When a distant relative, acquaintance, coworker, or friend’s family member passes, it is sometimes difficult to determine whether or not to attend the wake. So when is it appropriate to do so, and under what circumstances can you forego attending? Here are some guidelines:
Keep in mind that a wake is an opportunity to express your respect and love for the deceased as well as an opportunity to show sympathy to the family. If you are close to a family member of the deceased, it may be comforting to the family to see you at the wake. Even if it is a short visit, there is a kind gesture in attending, signing in, and paying your condolences. This gesture goes a long way and is not usually forgotten.
If you knew the deceased, but are not sure if you were close enough to them, ask yourself how affected you are by the news. If you were affected by the death in a strong way, attending the wake can give you closure and forward you through the grieving process. Remember, It’s okay to do it for reasons other than to comfort the family.
Another circumstance that often comes up is when it pertains to the death of a coworker or a coworker’s loved one. Again, you should start by evaluating how close your relationship is/was with the coworker and determine whether to go or not from there. If you work closely with him or her, you may want to consider a visit to the wake, even if it is short. Otherwise, a sympathy card is a sufficient expression of sympathy.

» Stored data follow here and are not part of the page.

PR #604, opened 2025-03-04
Update docker container infra and STRTA

### LINKED ISSUE #598: Project spinup & immediate dev env updates
Catch-all card for spinning up project locally and addressing any immediate issues. We're using the outdated Azavea docker django quay.io image, so this should at least cover some basic container infra updates.

rachelekm:
## Overview

Implements the following updates to unblock setup:

- We no longer maintain the Azavea docker-django quay.io image. This commit replaces it with the community image and adds any necessary dependencies to support.
- The `node:12-slim` image we use for our `app` container is breaking due to upstream dependencies, debian stretch repositories, that have since been archived and moved. We'll update the node image as part of re-writing the frontend but until then this implements a temporary fix informed by https://github.com/azavea/pwd-parcel-viewer/pull/943#issuecomment-1753353001)

Not blocking setup, but this PR also updates `docker-compose` to `docker compose` syntax in line with compose v2. Additionally adds `scripts/_sourced` and `scripts/yarn` to clean up existing STRTA for improved readability as well as a CHANGELOG file.

### Checklist

- [x] fixup! commits have been squashed
- [x]  CHANGELOG.md updated with summary of features or fixes, following [Keep a Changelog](https://keepachangelog.com/en/1.0.0/) guidelines
- [x] README.md updated if necessary to reflect the changes
- [x] CI passes after rebase

## Testing Instructions

 * Run through setup instructions from `README` and confirm no errors with spin up
 * Run `scripts/server` confirm no errors running application
 * Run `scripts/format` and `scripts/test` and confirm no errors. NOTE: I recommended commenting out the commands for the GH Super-Linter within the `scripts/test` before running and instead confirming a successful CI build. The superlinter will pull down a massive docker image/take ~10 min to run locally. I've opened issue https://github.com/azavea/echo-locator/issues/605 to migrate to megalinter instead.

Resolves #598


scripts/bootstrap
```diff
@@ -1,19 +1,10 @@
 #!/bin/bash
 
-set -e
-
-if [[ -n "${ECHOLOCATOR_DEBUG}" ]]; then
-    set -x
-fi
-
 DIR="$(dirname "${0}")/../"
+USAGE="Pull down secrets from S3."
```
rajadain, line 4: Since this is run by `setup`, which a dev is instructed to run in the README, should the README also include a reference to `ECHOLOCATOR_SETTINGS_BUCKET`? Without that, the `.env.sample` file gets copied to `.env`, instead of the real one being pulled down from S3.

src/frontend/Dockerfile
```diff
@@ -1,5 +1,12 @@
 FROM node:12-slim
 
+# Update debian stretch repositories
+# Fixes upstream dependency of the node:12-slim base image
```
rajadain, line 4: Is there a card to upgrade this container, or will that be done as part of the front-end refresh? We should use something modern for the new work.

rajadain (approved):
This looks good, ran `setup` and `server` and created a superuser account: things are working as instructed in README.

In addition to the small comments, the only other thing that stood out was that there's two documentation folders in this project: `doc/arch` and `docs/arch`. This is likely a mistake. `doc/arch` is more standard. Would recommend consolidating the contents there.

src/frontend/Dockerfile
rachelekm: As part of the front-end refresh but it wasn't documented, just added issue https://github.com/azavea/echo-locator/issues/606 to ensure that work is captured!

scripts/bootstrap
rachelekm: I had to [go back in history to check myself ](https://github.com/azavea/echo-locator/pull/500#discussion_r872517685)but I think that was the original intention, we want new dev users to copy `.env.sample` to `.env` and manually populate the values from the entry in 1password with the `ECHOLOCATOR_SETTINGS_BUCKET` mostly for loading the dotenv file in CI. However that feels clunky, especially when it could just pull from s3 and then go right to building. I checked and there *is* a `echo-locator-devdjango-config-us-east-1` bucket with an `.env` file that has the correct values for local development. I'll update the README to include `ECHOLOCATOR_SETTINGS_BUCKET` set to that value on initial spin up.

rachelekm: Added README change in [d250ccd](https://github.com/azavea/echo-locator/pull/604/commits/d250ccd5b1f396d9cac5525ef6af23d6bf2e3d10)

rachelekm:
Thanks for the review, @rajadain! Addressed those comments and also consolidated the doc directories. Will merge once review permissions are setup.

rajadain:
I was granted write access, and now my review above counts as legit. Go ahead and merge!

PR #627, opened 2025-05-09
Parameterize and update URLs to analysis files

### LINKED ISSUE #624: Create resources for BHA to host static analysis files
The routing functionality of ECHO is reliant on data files which are currently hosted by Conveyal. In order to improve the long-term resilience and sustainability of the application, we'll centralize these files into the existing AWS account that BHA controls and uses to host the remainder of the ECHO application's infrastructure.

This issue is to create the following to support hosting these static files:
- New S3 bucket dedicated to storing static analysis files
    - Also create bucket sub-directories for each year of analysis to better organize/archive files (right now, 2020 and 2025)
    - There should be analysis files for every network type: "Off Peak No Express", "Peak No Express", "Peak", "Off Peak"
    - Developer user group should have read/write access
- Create new read-only CloudFront distribution for S3 bucket

### LINKED ISSUE #625: Update network analysis links
The routing functionality of ECHO is reliant on data files which are currently hosted by Conveyal. In order to improve the long-term resilience and sustainability of the application, we'll centralize these files into the existing AWS account that BHA controls and uses to host the remainder of the ECHO application's infrastructure.

Following completion of #624, update CloudFront URL links in `src/frontend/src/config.json` and `src/frontend/src/reducers/data.js` from the Conveyal distribution to the BHA-hosted distribution for each network type.

aaronxsu:
## Overview

This PR:
- parameterizes the CloudFront URL that serves the static analysis files and reads it from the environment, which will make it easy in the future to update the values without code changes
- leaves a to-do item in the data reducer that we will remove the `grids` in the dev phase
- updates the bootstrap script to pull `dotenv` instead of `.env` file from S3 config bucket

What's done but not in code of this PR:
- fixed the CORS errors from the CloudFront endpoints
- updated `dotenv` files in dev and staging S3 buckets to include the new env var `NETWORK_URL_ROOT`

### Checklist

- [ ] CI passes after rebase

## Testing Instructions

 * Add `NETWORK_URL_ROOT='https://d1kinuc21h1lp5.cloudfront.net/2020'` to your local `.env` file; Or remove the file entirely and run `AWS_PROFILE=<echo profile> ECHOLOCATOR_SETTINGS_BUCKET=echo-locator-devdjango-config-us-east-1 ./scripts/bootstrap`
 * Spin up the app
 * Make sure the analysis json and data files load from the new URL and works fine in the app
 * Push up `test` branch and make sure it also works fine on staging

Resolves https://github.com/azavea/echo-locator/issues/624
Resolves https://github.com/azavea/echo-locator/issues/625


src/frontend/src/config.js
```diff
@@ -4,3 +4,26 @@ export const clearLocalStorage = () => window.localStorage.clear();
 export const retrieveConfig = (key) => JSON.parse(window.localStorage.getItem(key));
 export const storeConfig = (key, json) =>
   window.localStorage.setItem(key, JSON.stringify(json, null, "  "));
+
+export const networks = [
+  {
+    name: "Peak",
+    url: `${process.env.NETWORK_URL_ROOT}/peak`,
```
aaronxsu, line 11: We don't have to use the name `NETWORK_URL_ROOT`- let me know if you prefer something else

scripts/bootstrap
```diff
@@ -18,7 +18,7 @@ function pull_env() {
             cp .env.sample .env
             echo "Copied environment variables file from .env.sample to .env for local development."
             echo "Please populate the fields in this file manually."
-        elif aws s3 cp "s3://${ECHOLOCATOR_SETTINGS_BUCKET}/.env" ".env"; then
+        elif aws s3 cp "s3://${ECHOLOCATOR_SETTINGS_BUCKET}/dotenv" ".env"; then
```
aaronxsu, line 21: `dotenv` will make it easy for us to pull down and edit, since on some OS, if not setup, the file will be hidden, meanwhile we know what the file is.

src/frontend/src/config.json
```diff
@@ -6,27 +6,5 @@
       "url": "https://d2z7d5345ccuw9.cloudfront.net/5c9bdffa37ed813dbe27f8f1/Workers_with_earnings_1250_per_month_or_less.grid",
       "showOnMap": true
     }
-  ],
```
aaronxsu, line 9: I meant to leave a comment in this JSON file, but: 1. I did not find a good way to comment a JSON file; 2. we might be removing the JSON file in dev phase.

src/frontend/src/config.js
rachelekm: This naming makes sense to me 👍

src/frontend/src/reducers/data.js
```diff
@@ -159,6 +161,7 @@ export default handleActions(
     },
   },
   {
+    // TODO: grids are irrelevant and can be scrapped once we move away from Taui
```
rachelekm, line 164: 👍

src/frontend/src/config.js
rachelekm: Actually, what do you think about separating the year path from the NETWORK_URL_ROOT? If we have a separate TRANSIT_YEAR variable constant on the frontend it might be easier to reference/update after re-generating analyses in the future

rachelekm (changes requested):
The .json files are downloading without issue (🎉) but looks like I'm still having access trouble trying to fetch the data files:
Screenshot 2025-05-12 at 2 40 10 PM

aaronxsu:
>but looks like I'm still having access trouble trying to fetch the data files

@rachelekm Hmm, this is interesting. Looks like they are not CORS errors but 403 errors instead. Did you see them locally or in the `test` branch on staging? Maybe we should pick up a huddle to take a look. The data files load fine for me locally.

src/frontend/src/config.js
aaronxsu: >Actually, what do you think about separating the year path from the NETWORK_URL_ROOT? If we have a separate TRANSIT_YEAR variable constant on the frontend it might be easier to reference/update after re-generating analyses in the future

Good question. Do we expect to support year selection in the app? If we do, then we should leave out the year part from the `NETWORK_URL_ROOT` env var. Otherwise, we might not have a use case for separating out the year. Assuming there is no year selection feature, after we have data from 2025, we will just update the `NETWORK_URL_ROOT` env var on S3 with the new year in the URL segment and re-run the CI job to rebuild the app. What do you think? Does it make sense?

rachelekm: > Do we expect to support year selection in the app?

Nope! It's assumed we'll always use the latest transit analysis files and those will likely not update *that* often (annually, if that). Updating the env var on S3 makes sense 👍

rachelekm:
Thanks, @aaronxsu! Confirming the issue ended up being that the `*_times.dat` and `*_paths.dat` files are [dynamically prefixed and fetched based on a users address](https://github.com/azavea/echo-locator/blob/7ef73658618efecac1c2cb5f71eec83203689018/src/frontend/src/actions/network.js#L192). We only copied a small sample into our hosted bucket thinking these were static calls (like the json files) and I was inputting an address that was fetching a file we haven't brought in. Noting that aaron updated the bucket policy to allow CloudFront distribution to list objects in the S3 bucket, so now it should return 404 rather than 403 if a requested object is not found.

I'll open an issue (https://github.com/azavea/echo-locator/issues/628) to track the remaining data files copied into our bucket and test once complete. In the meantime we're all setup for hosting analysis files, we just need to push the remaining data files up under corresponding prefixes in the `echo-locator-analysis-files` S3 bucket.

rachelekm (approved):
This works well, thanks for setting these resources up

aaronxsu:
Thanks for testing and creating the new issue- that was a good catch and I am glad that we found that out now. Going to quash the fixup commits and merge.

Issue #605, opened 2025-03-04
Migrate from superLinter to megalinter


rachelekm:
This project is still using superlinter, which pulls a large image file, runs slowly, and is difficult to maintain in a development environment as well as parse errors in its log result. We since have switched to megalinter in our project template and other projects, we should make a similar migration here for more efficient testing and linting. On implementation, should largely follow the process outlined in the project template, https://github.com/azavea/azavea-project-template/pull/50.

rachelekm:
Superseded by #639

rachelekm:
Re-opening as this is still relevant following latest frontend bootstrapping, [see comment here. ](https://github.com/azavea/echo-locator/pull/666#discussion_r2162075635)

PR #666, opened 2025-06-19
Bootstrap new frontend

### LINKED ISSUE #639: Bootstrap frontend
Scrap the existing frontend and prepare for rewrite following decisions from #599 

Use recently updated project template as a React + Vite base, with the following changes:
- Update README
- Remove Chakra UI and related dependencies from project template
- Remove Cypress and related dependencies (see note in PR comment on Cypress and [end-to-end testing issues here](https://github.com/azavea/azavea-project-template/pull/89)) from project template
- Add `react-aria`, `tailwindcss`, and [recommended react aria tailwind plugin](https://react-spectrum.adobe.com/react-aria/styling.html#plugin)
- Update STRTA and CI/CD pipelines as necessary (we got the go ahead to deploy to staging)

aaronxsu:
## Overview

This PR:
- removes the old frontend
- bootstraps a new frontend with essential deps
- updates Django settings for how static assets are collected

### Checklist

- [ ] CI passes after rebase

## Testing Instructions

 * Test new frontend: http://localhost:9966 is the home page, and http://localhost:9966/components is the components page
 * Push up a `test` branch to trigger a staging deployment. After it's deployed, go to https://stg.echosearch.org/ and then also visit https://stg.echosearch.org/components. Also make sure https://stg.echosearch.org/admin works fine as well.

Resolves https://github.com/azavea/echo-locator/issues/639


docker-compose.yml
```diff
@@ -31,7 +31,9 @@ services:
       dockerfile: ./src/backend/Dockerfile
     volumes:
       - ./src/backend:/usr/local/src/backend
-      - ./src/frontend/build:/usr/local/src/backend/static/
+      # Mount Vite dist to a new, distinct directory
+      # This directory must match the path in STATICFILES_DIRS in settings.py
+      - ./src/frontend/dist:/usr/local/src/backend/vite_dist_output
```
rachelekm: I think it would be easier for other developers to spin up/troubleshoot if we [match the project template pattern here ](https://github.com/azavea/azavea-project-template/pull/89/commits/b66ec860a571428ae24a54a45661c1e0859765b9). Instead of having a uniquely named `vite_dist_output` and `collected_static_files` directories we just directly target and mount `/dist/assets`. What do  you think?

scripts/test
```diff
@@ -5,9 +5,6 @@ USAGE="Run linters and tests."
 source ./scripts/_sourced
 check_for_help_flag "$@"
 
-echo "Running frontend app tests..."
-./scripts/yarn run test
-
```
rachelekm, line 10: I can't add a comment below, but noting here that the project template shifted from using GH superlinter to megalinter ([this was captured in an issue I prematurely closed](https://github.com/azavea/echo-locator/issues/605)), if we have time in the scope of this card we might want to switch to megalinter to better match the project template. If it feels out of scope I can re-open that issue and we can tackle as part of the setup epic.

scripts/update
```diff
@@ -11,7 +11,7 @@ function cleanup() {
 
 trap cleanup ERR
 
-# Build app container image first
+# Build app container image
 docker compose build app
```
rachelekm: I don't know why the app and db/django builds were separate, but I wonder if this can now just be `docker compose build`?

src/backend/Dockerfile
```diff
@@ -2,6 +2,10 @@ FROM python:3.13-slim-bookworm
 
 # Set DEBIAN_FRONTEND to noninteractive to avoid prompts during build
 ENV DEBIAN_FRONTEND=noninteractive
+# Ensures Python output is unbuffered
+ENV PYTHONUNBUFFERED 1
+ENV DJANGO_SETTINGS_MODULE echo.settings
```
rachelekm: What does PYTHONUNBUFFERED do? Also DJANGO_SETTINGS_MODULE seems already set in [ASGI and WSGI configs](https://github.com/azavea/echo-locator/blob/feature/asu/bootstrap-new-frontend/src/backend/echo/asgi.py#L14), do we need it here too?

src/backend/Dockerfile
```diff
@@ -51,7 +55,10 @@ RUN set -ex \
...
 RUN psql --version
 
-ENTRYPOINT ["/usr/local/bin/gunicorn"]
-
+# Copy Django project source code
 COPY ./src/backend /usr/local/src/backend
-COPY ./src/frontend/build /usr/local/src/backend/static
+
+# Expose the port Gunicorn server will listen on
+EXPOSE 8085
```
rachelekm: Do we need this too if we have [gunicorn.conf.py](https://github.com/azavea/echo-locator/blob/feature/asu/bootstrap-new-frontend/src/backend/gunicorn.conf.py)?

src/frontend/vite.config.ts
```diff
@@ -0,0 +1,15 @@
...
+export default defineConfig({
+    plugins: [react(), tailwindcss()],
+    server: {
+        watch: {
+            usePolling: true,
+        },
+        host: true,
+        strictPort: true,
+        port: 9966,
+    },
```
rachelekm, line 14: ~~We had to add a [django proxy config as part of project template](https://github.com/azavea/azavea-project-template/pull/89/commits/b55e0b786aaf6bc0d1282579ce9bcc3b17c72d0f), do you think we need to add something similar here too?~~ Nevermind, I tried out `https://stg.echosearch.org/api/neighborhoods/` with the new deployment which is successful so I don't think the project template proxy config is necessary 🎉

src/frontend/package.json
```diff
@@ -1,117 +1,60 @@
...
-    "parser": "babel-eslint"
-  }
+    "name": "echo-locator",
+    "private": true,
+    "packageManager": "yarn@1.22.19",
+    "repository": {
+        "type": "git",
+        "url": "https://github.com/azavea/echo-locator.git"
+    },
+    "author": "Azavea",
```
rachelekm:
```suggestion
    "author": "Element 84",
```

rachelekm (changes requested):
This is working great! I have a couple small suggestions/questions, the most significant being the static directory naming convention which would be worth testing again if we change, but other than that this is close to merging!

scripts/test
aaronxsu: Ah, got it. How about we re-open that issue? The frontend part is fresh and should be straightforward to switch to a new linter. I suspect backend might be a bit more involved- just a guess.

docker-compose.yml
aaronxsu: Good call. Addressed in https://github.com/azavea/echo-locator/pull/666/commits/0e0197a30e97f11bf504c9f3af52070e36f53d27

scripts/update
aaronxsu: I don't recall the reason exactly, but I do vague remember something about the frontend docker container needs to build first (frontend used to have a dockerfile for itself before this PR) and then build the static app, and then the backend (django, postgres) containers build, so that later the static asset collection could work etc.

We shouldn't have that issue anymore. Addressed in https://github.com/azavea/echo-locator/pull/666/commits/71f43fe95b69a09be52b5c9b5d650643ea7745e5

src/backend/Dockerfile
aaronxsu: I removed `DJANGO_SETTINGS_MODULE` in https://github.com/azavea/echo-locator/pull/666/commits/0d9d7621d5399680ff38e2802c9ab729df8a02f6

>What does PYTHONUNBUFFERED do?

This was a result of giving Gemini the dockerfile and it suggested this improvement. I think the reasoning justifies it, and decided to add this in. Please let me know what you think!

> The line ENV PYTHONUNBUFFERED 1 in a Dockerfile is a very common and important best practice when running Python applications inside Docker containers.
> 
> Here's what it means and why it's used:
> 
> What is Buffering?
> 
> By default, Python's standard output (stdout) and standard error (stderr) streams are buffered. This means that when your Python application prints something (e.g., using print(), or logging messages), that output isn't immediately sent to the underlying operating system or terminal. Instead, it's held in a temporary memory buffer. The buffer is only flushed (i.e., its contents are actually sent out) when:
> 
> The buffer becomes full.
> The program explicitly flushes it (e.g., sys.stdout.flush()).
> The program exits.
> A newline character is encountered, but only if output is to a TTY (like a terminal you're directly interacting with).
> Why is it a Problem in Docker?
> 
> In a typical Docker environment, your application's stdout and stderr are usually redirected to Docker's logging driver (e.g., json-file, syslog, journald). Docker collects these streams as logs.
> 
> If Python's output is buffered:
> 
> Delayed Logs: Your application might print something, but it won't show up in docker logs <container_id> immediately. There could be a significant delay (seconds or even minutes) until the buffer fills up or the application eventually exits.
> Missing Logs on Crash: If your application crashes unexpectedly before the buffer is flushed, you might lose valuable log messages that occurred just before the crash, making debugging very difficult.
> Debugging Frustration: When you're trying to debug an issue, you want to see logs in real-time as they happen, not after a delay.
> How ENV PYTHONUNBUFFERED 1 Solves It:
> 
> Setting the PYTHONUNBUFFERED environment variable to 1 (or any non-empty string) forces Python's stdout and stderr streams to be unbuffered.
> 
> This means:
> 
> Real-time Logs: Every print() statement or log message is immediately written out to the underlying stream.
> No Lost Logs: If the application crashes, all output up to that point should have already been sent to Docker's logging system.
> Easier Debugging: You see exactly what your application is doing as it happens in the docker logs output.

src/backend/Dockerfile
aaronxsu: Removed in https://github.com/azavea/echo-locator/pull/666/commits/0d9d7621d5399680ff38e2802c9ab729df8a02f6

src/frontend/package.json
aaronxsu: https://github.com/azavea/echo-locator/pull/666/commits/fd09ed2e972fe995cc3605f0b4286086adbe4d3d

aaronxsu:
@rachelekm thanks for the review and the feedback. I addressed them and replied to your comments. Please let me know what you think.

I also kicked off a staging deployment with the `test` branch after these changes, flushed the staging cloudfront cache, and it looks like staging still works well.

scripts/test
rachelekm: Good call on the backend I feel like I remember that being messy - I'll reopen and drop it into the setup epic lineup!

src/backend/Dockerfile
rachelekm: Oh neat, yeah let's keep `PYTHONUNBUFFERED` in!

rachelekm (approved):
Thank you for implementing those updates and kicking off a staging deployment for testing, this looks great and good to go!

aaronxsu:
Thanks for the re-review. I squashed the fixup commits and pushed up. Going to merge after CI.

One of the only circumstances that would be deemed “unacceptable” for you to attend a wake is if the family has opted for a private funeral service, which means that attendance is by invitation only. Unless requested by the family, you should not attend a private funeral or wake.
Remember that a wake is not only an opportunity to pay respect and show love for the deceased, but also a time to offer you closure and show sympathy and comfort to the family of the deceased. Follow your heart and your feelings when deciding whether you should attend a wake.